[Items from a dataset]
..............................

PR #3639, opened 2025-10-03
Redirect Manager: fix search in tags property. Fixes #3638

### LINKED ISSUE #3638: Redirect Manager: fulltext search does not work for tags property
**Steps to reproduce:**
- Go to redirect manager options and enable fulltext search
Image

- Create any redirect rule and add tag
- Search by tag

**Expected result:**
Redirect rule with the entered tag is found

**Actual result:**
nothing is found
Image

mpankratiev:


kwin (approved):
Thanks, good catch

PR #3642, opened 2025-10-08
Use Njord for publishing to Central Portal

### LINKED ISSUE #3630: Switch from OSSRH publishing to Central Portal
As publishing via OSSRH is [no longer possible](https://central.sonatype.org/news/20250326_ossrh_sunset/) we need to switch to Central Portal API for publishing releases to Maven Central. I would recommend using [njord](https://github.com/maveniverse/njord) over the closed-source [Sonatype plugin](https://central.sonatype.org/publish/publish-portal-maven/) as the latter is quite invasive (i.e. replaces maven-deploy-plugin via extension), is closed-source and in the past the Sonatype OSSRH plugin was poorly maintained.

kwin:
Get rid of of all mentions of the no longer existing OSSRH service Adjust release documentation accordingly
This closes #3630


davidjgonzalez:
@kwin Ok - i added the token username and password as secrets to the Actions secrets. 

Is there anything else you want to test/try out now that these are in place?

davidjgonzalez:
@kwin  - Sorry; i added the username/token from the old oss.sonatype.org -- updated to a new one from sonatype.com.

I also added GPG_* secrets that are use to deploy if you want to use those to automate releases; do we want to just cut releases when on commit to master?

PR #3645, opened 2025-10-14
Build with Java 25

kwin:
Update several test dependencies.
Remove oakpal as not compatible with Java23+
(https://github.com/adamcin/oakpal/issues/106)


DidierLoiseau:
Is there a release planned for Java 25 compatibility?

kwin:
The library is already fully compatible with Java 25 at runtime. This PR is only about running the build with Java 25!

..............................

* Problem statement
Reproduce each entry exactly, with nothing missing.

* Result of the task
PR #3639, opened 2025-10-03
Redirect Manager: fix search in tags property. Fixes #3638

### LINKED ISSUE #3638: Redirect Manager: fulltext search does not work for tags property
**Steps to reproduce:**
- Go to redirect manager options and enable fulltext search
Image

- Create any redirect rule and add tag
- Search by tag

**Expected result:**
Redirect rule with the entered tag is found

**Actual result:**
nothing is found
Image

mpankratiev:


kwin (approved):
Thanks, good catch

PR #3642, opened 2025-10-08
Use Njord for publishing to Central Portal

### LINKED ISSUE #3630: Switch from OSSRH publishing to Central Portal
As publishing via OSSRH is [no longer possible](https://central.sonatype.org/news/20250326_ossrh_sunset/) we need to switch to Central Portal API for publishing releases to Maven Central. I would recommend using [njord](https://github.com/maveniverse/njord) over the closed-source [Sonatype plugin](https://central.sonatype.org/publish/publish-portal-maven/) as the latter is quite invasive (i.e. replaces maven-deploy-plugin via extension), is closed-source and in the past the Sonatype OSSRH plugin was poorly maintained.

kwin:
Get rid of of all mentions of the no longer existing OSSRH service Adjust release documentation accordingly
This closes #3630


davidjgonzalez:
@kwin Ok - i added the token username and password as secrets to the Actions secrets. 

Is there anything else you want to test/try out now that these are in place?

davidjgonzalez:
@kwin  - Sorry; i added the username/token from the old oss.sonatype.org -- updated to a new one from sonatype.com.

I also added GPG_* secrets that are use to deploy if you want to use those to automate releases; do we want to just cut releases when on commit to master?

PR #3645, opened 2025-10-14
Build with Java 25

kwin:
Update several test dependencies.
Remove oakpal as not compatible with Java23+
(https://github.com/adamcin/oakpal/issues/106)


DidierLoiseau:
Is there a release planned for Java 25 compatibility?

kwin:
The library is already fully compatible with Java 25 at runtime. This PR is only about running the build with Java 25!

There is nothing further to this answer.